▶ What to work on: Each line below that contains the word "good" must be copied.

== Task data ==

Issue #2295, opened 2024-12-06
[Bug] WebGLDevice resizes external gl context


Pessimistress:
### Module and/or Feature

@luma.gl/webgl

### Description

(Originally reported on Slack)
When using deck.gl `MapboxOverlay` interleaved with maplibre, as soon as the overlay is added to MapLibre, the visible map is reduced to ca. 2278px width.

Cause:
`WebGLDevice` constructor calls `canvasContext.resize()` without any parameters, which leads to resizing the canvas to match `window.devicePixelRatio`.

### Expected Behavior

`WebGLDevice` should not automatically resize canvas if an external context is provided.

### Steps to Reproduce

https://gitlab.com/alexander.muedespacher/deck-gl-maplibre-demo

### Environment

- Framework version: luma.gl@9.0.27
- Browser: Chrome 130
- Node: 20
- OS: MacOS

PR #2296, opened 2024-12-06
fix(webgl): Prevent auto resizing when using external gl context (9.0-release)

Pessimistress:
For #2295

#### Change List
- Disable `autoResize` when using an external WebGL context
- `cssToDeviceRatio()` fallback to canvas clientWidth when dimension cache is unavailable (this happens when resize() is never called)

### DIFF
--- a/modules/webgl/src/adapter/webgl-device.ts
+++ b/modules/webgl/src/adapter/webgl-device.ts
@@ -203,7 +203,8 @@ ${device.info.vendor}, ${device.info.renderer} for canvas: ${device.canvasContex
 
     // Create and instrument context
     const canvas = props.gl?.canvas || props.canvas;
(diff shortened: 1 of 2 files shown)


modules/webgl/src/adapter/webgl-device.ts
```diff
@@ -203,7 +203,8 @@ ${device.info.vendor}, ${device.info.renderer} for canvas: ${device.canvasContex
 
     // Create and instrument context
     const canvas = props.gl?.canvas || props.canvas;
-    this.canvasContext = new WebGLCanvasContext(this, {...props, canvas});
+    const autoResize = !props.gl;
```
chrisgervang, line 206: Is `autoResize` possibly overridden by the user in device props?

chrisgervang (approved):

ibgreen (approved):

PR #2333, opened 2025-02-13
feat(textures): Support compressed textures, add example

donmccurdy:
Related:

- Fixes https://github.com/visgl/luma.gl/issues/2316#issuecomment-2657066743

Fixes rendering of compressed textures for ASTC4x4, BC1, BC3, BC5, BC7, and (uncompressed) RGBA8.

Not implemented yet:

- RGBA16
- RGBA32
- ETC2
- mipmaps
- WebGPU

Includes a minimal example, showing how to create a texture with compressed data extracted from a KTX2 file. Using loaders.gl instead of ktx-parse would of course be reasonable, but we need some fixes in loaders.gl as well, and luma.gl seemed like the place to start.


package.json
```diff
@@ -64,5 +64,6 @@
   "volta": {
     "node": "20.17.0",
     "yarn": "4.5.1"
-  }
+  },
+  "packageManager": "yarn@4.5.1"
```
donmccurdy, line 68: Optional, but this does make my life a bit easier, I'm having to enable/disable Volta when working in different repositories. Not sure if there's a better approach? Could be moved to a draft PR somewhere for discussion too.

- https://github.com/nodejs/corepack/issues/507#issuecomment-2625366567
- https://github.com/volta-cli/volta/issues/987

modules/webgl/src/adapter/resources/webgl-texture.ts
```diff
@@ -147,10 +147,14 @@ export class WEBGLTexture extends Texture {
...
     const glTarget = getWebGLCubeFaceTarget(this.glTarget, this.dimension, depth);
 
-    const glParameters: GLValueParameters = {
-      [GL.UNPACK_ROW_LENGTH]: options.bytesPerRow,
-      [GL.UNPACK_IMAGE_HEIGHT]: options.rowsPerImage
-    };
+    const glParameters: GLValueParameters = {};
+    // The parameters below will break for compressed textures, as well as
+    // uncompressed textures like `new Uint8Array(2 * 2 * 4).fill(220)`. Are
+    // these parameters needed for other cases?
```
ibgreen, line 153: These parameters are there to match the capabilities of the native WebGPU API.
Can we code it so that we only set them if they are provided by the user?

package.json
ibgreen: Yes, separate PR would be good for this, as this would be something that eventually should be replicated in all our repos.

ibgreen (approved):
The example images are somewhat big. 
- if only for an example we could load them from one of the `{deck.gl, loaders.gl}-data` repos.
- The reason for adding them to this repo would be to use them in tests. If so recommend putting them in a test/data directory, such as `core/test/data/textures/...` and load them via rawgithub urls

donmccurdy:
This current image is 512x512 with mipmaps, without zstd compression to simplify the example. Particularly for the uncompressed RGBA8 sample I agree that's too large, and these images should be replaced.

If you don't mind the image being trivial (8x8 color test grid?) we could keep the images under 1kb each. Or I could create more visually "interesting" images (name of each format on a colored background?) at moderate resolution, and then either compress them with ZSTD or host them somewhere else to avoid repository bloat.

I'm happy to do any of those. I was hoping to write up a unit test as well, so probably having something small in this repo would be useful. Do you have any preference?

ibgreen:
Sure. That said they are not THAT big. Just a few MB. If we use them in both unit tests and example then I think it is fine (the small extra bloat is "worth it" so to speak).

donmccurdy:
Sounds good! I don't like the current images that much anyway they say "ETC1S" because that's what they were generated from. I'll work up a cleaner/smaller set of images and update the PR, along with addressing the other couple comments. Thanks!

donmccurdy:
@ibgreen I've cleaned up the example images — they're now all in the 1-2 kb range (rgba16 and rgba32 proportionately bigger), without zstd compression. All hosted in the https://github.com/donmccurdy/KTX2-Samples, along with source files and steps to regenerate them. Preview:

preview_2d

ibgreen:
Looks like CI is hanging, I tried to merge in master...

ibgreen:
@donmccurdy Tried to get the example to work, without success.

ibgreen:
@donmccurdy I got it to work, but I only get a single image, I don't see a loop. I might have clobbered something in your new app.ts, if your local branch is still available you may want to compare.

I mostly had to fight a bunch of weird issues with vite config trying to load from a sub directory, etc.

- It looks like WebGL ignores the bytesPerRow and rowsPerImage so I removed your change to omit those.
- Also, in WebGPU these apparently still need to be provided , but now as width / blockWIdth and height / blockHeight so that will take more work. 

FWIW `device.getTextureFormatInfo()` does an effort of calculating blockWidth and blockHeight, not sure if it covers all cases.

PR #2338, opened 2025-02-18
fix(webgl): Do not set drawBuffers for external Framebuffer

felixpalmer:
The google-maps-overlay in deck sets `WebGLFramebuffer` as `Deck._framebuffer` in order to render into it: https://github.com/visgl/deck.gl/blob/master/modules/google-maps/src/google-maps-overlay.ts#L263-L268

This was working in luma 9.0, but 9.1 crashes as the `WebGLRenderPass` expects a luma.gl `WEBGLFramebuffer` object here: https://github.com/visgl/luma.gl/blob/master/modules/webgl/src/adapter/resources/webgl-render-pass.ts#L48-L50

This fix simply skips the `this.device.gl.drawBuffers()` calls when the passed `this.props.framebuffer` is not of the right type


Pessimistress (approved):

ibgreen (commented):
Could have been good with a comment explaining why the code has to handle this case.

PR #2402, opened 2025-07-02
fix(engine): AsyncTexture createTexture helper

felixpalmer:

#### Background

Currently when creating an `AsyncTexture` the Promise never resolves. Additionally to make it easier to work with the async initialization a helper `AsyncTexture.createTexture` is added, allowing this usage:

```ts
// create new texture
if (!this._texture) {
  const asyncTexture = await AsyncTexture.createTexture(this.device, {
    format: 'rgba8unorm',
    dimension: '2d',
    data: null,
    width: this._canvasWidth,
    height: this._canvasHeight,
    sampler: this._samplerParameters || DEFAULT_SAMPLER_PARAMETERS,
    mipmaps: true
  });
  this._texture = asyncTexture.texture;
}
```

Old signature: https://github.com/visgl/deck.gl/blob/master/modules/layers/src/icon-layer/icon-manager.ts#L414-L423

#### Change List
- Resolve `this.resolveReady`
- Add `AsyncTexture.createTexture`

### DIFF
--- a/modules/engine/src/async-texture/async-texture.ts
+++ b/modules/engine/src/async-texture/async-texture.ts
@@ -172,11 +172,12 @@ export class AsyncTexture {
   }
 
   async initAsync(props: AsyncTextureProps): Promise<void> {
-    let resolveReady;
-    let rejectReady;
-
     const asyncData: AsyncTextureData = props.data;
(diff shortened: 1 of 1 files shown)


ibgreen (approved):
Approved, thanks. The new method might attract some bike shedding, but fine to land if you feel it helps.

PR #2404, opened 2025-07-07
fix(lighting): Default to 3 MAX_LIGHTS

felixpalmer:

#### Background

https://github.com/visgl/luma.gl/pull/2190/files#diff-a9db84520c6b1bac02c1add1e117b9b1fbe19df69521554b26129f0cdc44ddf6 changed the default number of `MAX_LIGHTS` in the lighting module to 1. The default deck.gl `LightingEffect` uses 2 so this change makes the lighting look very different

#### Change List
- Default back to 3 max lights
- Consistent naming of `ambientColor` between TS and GLSL

### DIFF
--- a/modules/shadertools/src/modules/lighting/lights/lighting.ts
+++ b/modules/shadertools/src/modules/lighting/lights/lighting.ts
@@ -59,7 +59,7 @@ export type LightingProps = {
 
 export type LightingUniforms = {
   enabled: number;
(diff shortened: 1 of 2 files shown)


ibgreen (approved):
Fine for now.

The goal is to have the light infos as a dynamic length array of structs at the end of the uniform buffer, once our shader type system supports that.

PR #2405, opened 2025-07-08
fix(core): Support number for useDevicePixels

felixpalmer:

#### Background

deck.gl expects to be able to pass a number for `useDevicePixels`. Without this it is impossible to force HD rendering on a low def screen (or in tests). 

Repro of `'scatterplot-smoothedge'` test case in browser with DPR configured to 1:

### useDevicePixels: `2` (and fix in this PR)

Screenshot 2025-07-08 at 16 45 11

### useDevicePixels: `1 | true | false`
Screenshot 2025-07-08 at 16 44 50

I would argue that `getDevicePixelRatio()` should be removed - it is not currently used and I think trying to add it in the code block where I made the change makes the code harder to read

#### Change List
- Manually set DPR when `useDevicePixels` is a number

### DIFF
--- a/modules/core/src/adapter/canvas-context.ts
+++ b/modules/core/src/adapter/canvas-context.ts
@@ -23,8 +23,8 @@ export type CanvasContextProps = {
   height?: number;
   /** Visibility (only used if new canvas is created). */
   visible?: boolean;
-  /** Whether to size the drawing buffer to the pixel size during auto resize */
-  useDevicePixels?: boolean;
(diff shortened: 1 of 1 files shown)


ibgreen (approved):
OK. 

As you can see, I was trying to get rid of the number variant. 

Both because overloading types complicates things in TypeScript, and it seemed like the only use case was to support testing. 

Might have been cleaner to add a separate `_devicePixelRatio` prop instead, clearly marked as intended for testing.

===

▶ Completed task:
ibgreen: Yes, separate PR would be good for this, as this would be something that eventually should be replicated in all our repos.
Sounds good! I don't like the current images that much anyway they say "ETC1S" because that's what they were generated from. I'll work up a cleaner/smaller set of images and update the PR, along with addressing the other couple comments. Thanks!
Could have been good with a comment explaining why the code has to handle this case.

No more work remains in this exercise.